Each record must be printed exactly as given.

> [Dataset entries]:
* * * * * * * * *

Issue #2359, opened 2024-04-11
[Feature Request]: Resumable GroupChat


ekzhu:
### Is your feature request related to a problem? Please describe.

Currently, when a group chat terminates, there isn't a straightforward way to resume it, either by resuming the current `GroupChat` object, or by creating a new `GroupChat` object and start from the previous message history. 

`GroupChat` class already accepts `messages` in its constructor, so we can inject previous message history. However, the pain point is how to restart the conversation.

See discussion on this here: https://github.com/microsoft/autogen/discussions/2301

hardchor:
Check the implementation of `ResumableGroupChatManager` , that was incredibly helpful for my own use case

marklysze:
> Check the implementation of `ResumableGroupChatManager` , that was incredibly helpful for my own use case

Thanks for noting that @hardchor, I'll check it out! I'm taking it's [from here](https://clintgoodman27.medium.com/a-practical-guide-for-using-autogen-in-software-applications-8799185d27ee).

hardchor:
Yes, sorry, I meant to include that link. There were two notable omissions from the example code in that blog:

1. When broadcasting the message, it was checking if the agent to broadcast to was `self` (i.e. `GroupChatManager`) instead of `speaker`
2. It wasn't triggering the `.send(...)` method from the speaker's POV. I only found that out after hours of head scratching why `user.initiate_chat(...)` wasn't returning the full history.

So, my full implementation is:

* * * * * * * * *

> [Answer area]:
Issue #2359, opened 2024-04-11
[Feature Request]: Resumable GroupChat


ekzhu:
### Is your feature request related to a problem? Please describe.

Currently, when a group chat terminates, there isn't a straightforward way to resume it, either by resuming the current `GroupChat` object, or by creating a new `GroupChat` object and start from the previous message history. 

`GroupChat` class already accepts `messages` in its constructor, so we can inject previous message history. However, the pain point is how to restart the conversation.

See discussion on this here: https://github.com/microsoft/autogen/discussions/2301

hardchor:
Check the implementation of `ResumableGroupChatManager` , that was incredibly helpful for my own use case

marklysze:
> Check the implementation of `ResumableGroupChatManager` , that was incredibly helpful for my own use case

Thanks for noting that @hardchor, I'll check it out! I'm taking it's [from here](https://clintgoodman27.medium.com/a-practical-guide-for-using-autogen-in-software-applications-8799185d27ee).

hardchor:
Yes, sorry, I meant to include that link. There were two notable omissions from the example code in that blog:

1. When broadcasting the message, it was checking if the agent to broadcast to was `self` (i.e. `GroupChatManager`) instead of `speaker`
2. It wasn't triggering the `.send(...)` method from the speaker's POV. I only found that out after hours of head scratching why `user.initiate_chat(...)` wasn't returning the full history.

So, my full implementation is:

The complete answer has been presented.